Even as a child, Teresa Carreňo found that music lifted her spirits.  She loved to let her hands dance among the piano keys; the melodious notes helped ease so many of her jagged emotions.  Even when she deals with uncertainty as her family migrates from Venezuela to New York, when she battles sorrow as she sees the effect that the Civil War is having on her new country, and when she is nervous about performing in front of strangers, her music gives her the courage to adjust to it all.  But when she is asked to visit the White House to play for President Abraham Lincoln and his family, will her music be enough to give a moment of peace to a family in mourning?




¡Vamos! Let’s Go to the Market by Raúl Gonzalez the Third (K - 2nd gr.)


It’s market day! Join Little Lobo and his dog Bernabé as they travel through their desert town and visit all the people and products in El Mercado.  Bright illustrations, terms in English and Spanish, and a simple storyline work perfectly together in this fun, culturally rich book that is chock full of surprises and smiles.  After you read this volume, you’re sure to want the sequel: ¡Vamos! Let’s Go Eat.





Imagine by Juan Felipe Herrera (K - 3rd gr.)


Herrera was the first Latino U.S. Poet Laureate (2015-17), and the poet/author/activist harkens back to his own experience as a child of migrant workers in Imagine.  His boyhood might look different to many readers, but there are gifts in every life, in every experience, and all those moments blend seamlessly together to form you -- a unique individual who should never stop imagining the endless possibilities that the future can offer.





 Alma and How She Got Her Name by Juana Martinez-Neal (PreK - 2nd gr.)


In this delightful picture book, a young girl learns a new appreciation for her family and herself, as she investigates the meaning behind her name: Alma Sofia Esperanza José Pura Candela.

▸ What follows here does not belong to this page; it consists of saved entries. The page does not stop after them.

PR #3343, opened 2026-07-27
[CXF-9233] Ghost RESP_OUT log

vp340:
Pull Request related to Jira: [CXF-9233] AbstractLoggingInterceptor.LIVE_LOGGING_PROP already set in the message properties, so RESP_OUT log is disable :(

### DIFF
--- a/rt/features/logging/src/main/java/org/apache/cxf/ext/logging/AbstractLoggingInterceptor.java
+++ b/rt/features/logging/src/main/java/org/apache/cxf/ext/logging/AbstractLoggingInterceptor.java
@@ -37,7 +37,7 @@ public abstract class AbstractLoggingInterceptor extends AbstractPhaseIntercepto
     public static final int DEFAULT_LIMIT = 48 * 1024;
     public static final int DEFAULT_THRESHOLD = -1;
     public static final String CONTENT_SUPPRESSED = "--- Content suppressed ---";
-    protected static final String  LIVE_LOGGING_PROP = "org.apache.cxf.logging.enable."; // the EventType (flow) will be concatenated
+    protected static final String  LIVE_LOGGING_PROP = "org.apache.cxf.logging.enable."; // the EventType (flow) and ExchangeId will be concatenated
     private static final Pattern BOUNDARY_PATTERN =
         Pattern.compile("^--(\\S*)$", Pattern.MULTILINE);
     private static final Pattern CONTENT_TYPE_PATTERN =
@@ -63,15 +63,21 @@ public abstract class AbstractLoggingInterceptor extends AbstractPhaseIntercepto
 
     // The concatenated flow is added in order to enhance resilience against misuse and underlying framework
     // (Reuse of the same Message object with properties still there)
-    // The message will be logged once per flow
-    // If previous properties (ex. LIVE_LOGGING_PROP + REQ_IN) are still there... this will search
-    // only for the right properties (ex. LIVE_LOGGING_PROP + RESP_OUT)
+    // The message will be logged once per flow per ExchangeId
+    // If previous properties (ex. LIVE_LOGGING_PROP + REQ_IN + ExchangeId) are still there... this will search
+    // only for the right properties (ex. LIVE_LOGGING_PROP + RESP_OUT + ExchangeId)
     protected boolean isLoggingDisabledForThisFlow(Message message) throws Fault {
-        Object liveLoggingProp = message.getContextualProperty(LIVE_LOGGING_PROP + normalizeFlow(eventMapper.getEventType(message))); //idempotency per Flow
+        Object liveLoggingProp = message.getContextualProperty(getDisableLogKey(message)); //idempotency per Flow per ExchangeId
         return liveLoggingProp != null && PropertyUtils.isFalse(liveLoggingProp);
     }
     protected void disableFutureLoggingForThisFlow(Message message) throws Fault {
-        message.put(LIVE_LOGGING_PROP + normalizeFlow(eventMapper.getEventType(message)), Boolean.FALSE);
+        message.put(getDisableLogKey(message), Boolean.FALSE);
+    }
+
+    // LIVE_LOGGING_PROP + FLOW + ExchangeId
+    protected String getDisableLogKey(Message message){
+        createExchangeId(message); //Redundant
+        return LIVE_LOGGING_PROP + normalizeFlow(eventMapper.getEventType(message)) + '.' + message.getExchange().get(LogEvent.KEY_EXCHANGE_ID);
     }
 
     public void addBinaryContentMediaTypes(String mediaTypes) {
--- a/rt/features/logging/src/main/java/org/apache/cxf/ext/logging/AbstractLoggingInterceptor.java
+++ b/rt/features/logging/src/main/java/org/apache/cxf/ext/logging/AbstractLoggingInterceptor.java
@@ -25,20 +25,19 @@ import java.util.regex.Matcher;
 import java.util.regex.Pattern;
 
 import org.apache.cxf.common.util.PropertyUtils;
-import org.apache.cxf.ext.logging.event.DefaultLogEventMapper;
-import org.apache.cxf.ext.logging.event.LogEvent;
-import org.apache.cxf.ext.logging.event.LogEventSender;
-import org.apache.cxf.ext.logging.event.PrettyLoggingFilter;
+import org.apache.cxf.ext.logging.event.*;
 import org.apache.cxf.interceptor.Fault;
 import org.apache.cxf.message.Exchange;
 import org.apache.cxf.message.Message;
 import org.apache.cxf.phase.AbstractPhaseInterceptor;
 
+import static org.apache.cxf.ext.logging.event.DefaultLogEventMapper.normalizeFlow;
+
 public abstract class AbstractLoggingInterceptor extends AbstractPhaseInterceptor<Message> {
     public static final int DEFAULT_LIMIT = 48 * 1024;
     public static final int DEFAULT_THRESHOLD = -1;
     public static final String CONTENT_SUPPRESSED = "--- Content suppressed ---";
-    protected static final String  LIVE_LOGGING_PROP = "org.apache.cxf.logging.enable";
+    protected static final String  LIVE_LOGGING_PROP = "org.apache.cxf.logging.enable."; // the EventType (flow) will be concatenated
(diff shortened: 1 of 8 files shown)


rt/features/logging/src/main/java/org/apache/cxf/ext/logging/AbstractLoggingInterceptor.java
```diff
@@ -25,20 +25,21 @@
...
 import org.apache.cxf.phase.AbstractPhaseInterceptor;
 
+import static org.apache.cxf.ext.logging.event.DefaultLogEventMapper.normalizeFlow;
+
 public abstract class AbstractLoggingInterceptor extends AbstractPhaseInterceptor<Message> {
     public static final int DEFAULT_LIMIT = 48 * 1024;
     public static final int DEFAULT_THRESHOLD = -1;
     public static final String CONTENT_SUPPRESSED = "--- Content suppressed ---";
     protected static final String  LIVE_LOGGING_PROP = "org.apache.cxf.logging.enable";
+    protected static final String IDEMPOTENT_LOGGING_PROP = "org.apache.cxf.idempotent.logging."; // the EventType (flow) and ExchangeId will be concatenated
```
reta, line 41: Thanks for the pull request @vp340 , I would advice against introducing yet another property, not only it becomes very confusing, it also difficult to figured out where all these different properties are coming from. I will try to spend some time looking into the problem, if you could attach a simple reproducer to the JIRA ticket, that would be great to understand the issue in context. Thank you.

vp340: Hi @reta ,
thank you for the reply!

I added as you requested an example project https://github.com/vp340/cxf-log-example to the JIRA ticket where I develop a simple ExampleService that simulate the error-prone situation.
I added in the last JIRA comment a more detailed explanation. :) 
If you have any problem to run it locally let me know and I'll try to help you. (I'm currently on vacation, but I will try to reply asap :D )

I prepared wiremock configuration and a soapUI project (or if U prefer the endpoint and the raw request) .

If U go to src/main/resources/spring/example/v1/route-context.xml  ... and uncomment the processor U can make the RESP_OUT log reapper as I described in the JIRA ticket.

As i wrote in the comment, I undestand that adding  the IDEMPOTENT_LOGGING_PROP can be "confusing", but so is not finding the RESP_OUT log  because a generic property has already been set somewhere else and the framework propagates it, if U don't manually intervene .
My goal with the IDEMPOTENT_LOGGING_PROP  was to fullfill the use case "not log twice" without using the same property used to disable completely the log from the Bus (and that can lead to these sneaky situations ) .
In my project it worked fine without adding manual processor. 

Hope it helps. Keep me updated :)

reta: Thanks a lot @vp340, I am off this week, will surely pick it up when I am back. My apologies,  thank you

reta: @vp340 just to let you know - was able to reproduce the issue , thanks to the sample project and instructions, haven't figured out the flow / cause yet, but working on it.

vp340: Hi @reta,
Thanks for keeping me updated.
As I wrote somewhere in the jira ticket or in some comment in the demo project I presume that the "ResponseContext" header is  the culprit along with the Camel CxfProducer/CxfConsumer that set/reset It. If I were U I would look that way first. 

Now in my company I have bypassed the issue using the solution that I posted in the PR and It seems to work fine, but clearly there Is something more Camel related stuff that Is interfering :/ ...and which requires further exploration.

Let me know if U need anything. If I have time I'll try to investigate something myself.

Let's keep each other updated. :) 

Have a good job!

Valentino Porta

reta: @vp340 prototyped a fix here https://github.com/apache/cxf/pull/3372 , I still have to add test case(s) for it, I am wondering if you could give it a shot, thanks

vp340: Hi thanks. 
I was updating the Jira ticket right now.  (sorry I live in Italy and here is almost 2 a.m right now and tomorrow I have work) .
Yeah the #3372 could be an easier and more understandable solution. 
If I understand well the isRequestor() method is the same use to retrieve the EventType for logging ..so isRequestor ? EventType.RESP_IN : EventType.REQ_IN 
It will set 'LIVE_LOGGING_PROP + true' if it's a client and a 'LIVE_LOGGING_PROP + false' if is a server. 

The only doubt situation could be 2 backend call in a row... 
So the flow would be:
REQ_IN (set LIVE_LOGGING_PROP + false but not propagated)
REQ_OUT (set LIVE_LOGGING_PROP + true but not propagated)
RESP_IN (set LIVE_LOGGING_PROP + true AND propagated!)
REQ_OUT (find LIVE_LOGGING_PROP + true ...so ghost REQ_OUT logging)
RESP_IN 
RESP_OUT

(This is a situation that I thought right know... it should be tested)...

Another possible problem is that if we modify the property name itself, someone who had already set that property on the Bus to completely disable the logging would no longer be able to do so. This could therefore break backward compatibility. (I read something related to this in https://issues.apache.org/jira/browse/CXF-7000 )


If U are interested in reviewing another possible solution, going deeply in debug in the sample project I believe I found the very place where the LIVE_LOGGING_PROP is set and propagated. 
I open a new https://github.com/apache/cxf/pull/3373 

In the class org.apache.cxf.endpoint.ClientImpl ... processResult method
Message inMsg = exchange.getInMessage();
if (inMsg != null) {
if (null != resContext)
{ 
resContext.putAll(inMsg); 
// remove the recursive reference if present 
resContext.remove(Message.INVOCATION_CONTEXT); 
// remove the logging disable property //ADDED 
resContext.remove(Message.LIVE_LOGGING_PROP); //ADDED 
setResponseContext(resContext); 
}

Here someone already remove a Message.INVOCATION_CONTEXT property from the Response Context ... so I think It could be a good place to prevent that the logging properties is propagated in the ResponseContext at all!

To do so I had to transfer the String Constant  from the AbstractLoggingInterceptor to the Message. 
This way we won't change the behaviour at all. 
(I'm very confident that  it works... at least in debug I removed it manually and the RESP_OUT log reapperead... so the property was not propagated).

Let me know what U think about it. 
And if you have any suggestions, especially regarding design patterns or the overall architecture, please feel free to share them. If you think there’s a better way to approach it, I’d be more than happy to hear it...I have a lot to learn from you!

Have a great work!

Valentino Porta

reta: > I was updating the Jira ticket right now. (sorry I live in Italy and here is almost 2 a.m right now and tomorrow I have work) .

Thanks @vp340 , np at all

> If I understand well the isRequestor() method is the same use to retrieve the EventType for logging ..so isRequestor ? EventType.RESP_IN : EventType.REQ_IN
It will set 'LIVE_LOGGING_PROP + true' if it's a client and a 'LIVE_LOGGING_PROP + false' if is a server.

This is correct (in the nutshell) just benefiting from CXF message handling logic

> The only doubt situation could be 2 backend call in a row...

This should have different message instance created per call, the message should not be reused 

> I open a new https://github.com/apache/cxf/pull/3373

This is possible but not the best option: the framework core (Client / Message) knows nothing about properties that are specific to custom interceptors. The tracking and decision making has to be done within in/out logging interceptors. 

> Another possible problem is that if we modify the property name itself, someone who had already set that property on the Bus to completely disable the logging would no longer be able to do so. This could therefore break backward compatibility. (I read something related to this in https://issues.apache.org/jira/browse/CXF-7000 )

There is risk of that but the property is intentionally not public (it is protected), so if someone relies on implementation details - we could not guarantee that it will always work for non-public APIs.

vp340: Hi @reta,
Thanks again for your precious time.
I understand... The core module should in fact be discern from the logging one.
Now I have some days off that I Will spend in a chalet (a poor version :/ ...not the Rich one ) and I won't be assure to have internet access all the time. 
If U don't mind waiting for me, next weekend when I came back I could test your solution against some of my Company projects or simulate some strange situations in the sample project and share the results.
If I have time I would like also to improve my solution as well and try to decouple the core module from the logging one. (As a personal exercise).
Let me know what U think!
Good weekend!

reta: Thank you @vp340 , please take as much time as you need, no pressure here, Have a great weekend and days off

vp340: Hi @reta , I'm back .
I tested the case with more cxf clients in a row (here the example https://github.com/vp340/cxf-log-example/tree/test_more_cxf_client ) . The properties from ResponseContext set in RESP_IN are propagated only in RESP_OUT and not to other REQ_OUT/RESP_IN (As expected, but I wanted to be sure) . 
So your solution to add MessageUtils.isRequestor(message) to the LIVE_LOGGING_PROP should do the job!  :) 

The only inaccuracy remains that the properties is still propagated across the RESP_IN / RESP_OUT Messages (even if it's ignored). 

If U are interested I also tried to fix my solution decoupling the core module from the logging module. 
Now I used in the core module a Set of property field to remove from the ResponseContext Map when the ClientImpl populate the map from the InMessage. Then I exposed a method to add to that set other properties to exclude. 
So now the logging module can say to the core module: "I put the LIVE_LOGGING_PROP into the Message... but be careful not to propagate it into the ResponseContext". (this could be apply also for other modules in the future if someone call Message.put(...) but doesn't want to propagate the property into the ResponseContext). 
As from the previous analisys it's only an IN problem... I set the adding of LIVE_LOGGING_PROP only in the LoggingInInterceptor constructor. 
I would appreciate if U could take a look and maybe give me your opinion (If U see other problem or suggestion about the stile of the code). (https://github.com/apache/cxf/pull/3373/ ) 

Thanks in advance.
Have a great day!

Valentino Porta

Relatives who loved books and flowers, who dreamed of traveling the world, who found purpose in art -- all told, she is connected to five different relatives whose memory offers a world of possibilities to Alma -- and still leaves her with room to grow and make a name for herself.




Dreamers by Yuyi Morales (PreK - 3rd gr.)


With sparse text and breathtaking illustrations, Yuyi Morales presents an autobiographical picture book in which she shares her experiences from 1994 when she moved from Mexico to San Francisco as a new mother.  Morales perfectly balances the awe, excitement, and terror of beginning a life in an unfamiliar world that is as unprepared for you as you are for it.  It is a gorgeous book that can be read on many levels and deserves to be enjoyed.





My Papi Has a Motorcycle by Isabel Quintero (K - 3rd gr.)


Every night, Daisy and her father take a motorcycle ride through their town.  They prowl down familiar streets, greeting friends and neighbors, enjoying the feel of their colorful and energetic world.  Younger readers will enjoy the carefree nature of the ride and the father/daughter bond, while older readers might pause to reflect on the subtle inclusion of signs of gentrification and “improvements” that might not be the best for everyone.  Whichever way you read it, this book is a winner.